Ellsworth D L, Hewett-Emmett D, Li W H
Center for Demographic and Population Genetics, University of Texas Health Science Center at Houston 77225.
Mol Biol Evol. 1994 Nov;11(6):875-85. doi: 10.1093/oxfordjournals.molbev.a040170.

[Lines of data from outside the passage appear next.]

PR #942, opened 2017-01-19
Create ktls_no_curl

ffontaine:
Create ktls_no_curl group to be able to compile ktls module when curl is
not available


miconda:
Nothing big, but I feel like the naming of the group is upside down. We try to use a name to reflect a bit what it contains. I see the new group name as saying what it doesn't contain. What do you think about using ktls_basic ?

ffontaine:
You're perfectly right, thanks for this suggestion. I will update the PR accordingly.

miconda:
Thanks!

PR #944, opened 2017-01-22
presence: allow use of $subs in notify process

lazedo:


miconda:
Thanks, it can be merged.

PR #945, opened 2017-01-23
presence: use sockinfo from subs to init uac

lazedo:
for deployments with multiple ports where UAs subscribe to specific port and expect the notify from that port


lazedo:
closing this in favour on #947

PR #946, opened 2017-01-24
tm: apply new updates with Via with updated request

lazedo:
this is fixed on master with the new t_run_local_req function


miconda:
Is this a backport?

lazedo:
not a backport, only a fix. its fixed in master but issue remains in 4.4 branch. to backport would have to back to https://github.com/kamailio/kamailio/pull/727. not sure how to do that.

miconda:
OK, thanks for clarification. It can be merged.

The genomes of homeothermic (warm-blooded) vertebrates are mosaic interspersions of homogeneously GC-rich and GC-poor regions (isochores). Evolution of genome compartmentalization and GC-rich isochores is hypothesized to reflect either selective advantages of an elevated GC content or chromosome location and mutational pressure associated with the timing of DNA replication in germ cells. To address the present controversy regarding the origins and maintenance of isochores in homeothermic vertebrates, newly obtained as well as published nucleotide sequences of the insulin and insulin-like growth factor (IGF) genes, members of a well-characterized gene family believed to have evolved by repeated duplication and divergence, were utilized to examine the evolution of base composition in nonconstrained (flanking) and weakly constrained (introns and fourfold degenerate sites) regions. A phylogeny derived from amino acid sequences supports a common evolutionary history for the insulin/IGF family genes. In cold-blooded vertebrates, insulin and the IGFs were similar in base composition. In contrast, insulin and IGF-II demonstrate dramatic increases in GC richness in mammals, but no such trend occurred in IGF-I. Base composition of the coding portions of the insulin and IGF genes across vertebrates correlated (r = 0.90) with that of the introns and flanking regions. The GC content of homologous introns differed dramatically between insulin/IGF-II and IGF-I genes in mammals but was similar to the GC level of noncoding regions in neighboring genes. Our findings suggest that the base composition of introns and flanking regions is determined by chromosomal location and the mutational pressure of the isochore in which the sequences are embedded. An elevated GC content at codon third positions in the insulin and the IGF genes may reflect selective constraints on the usage of synonymous codons.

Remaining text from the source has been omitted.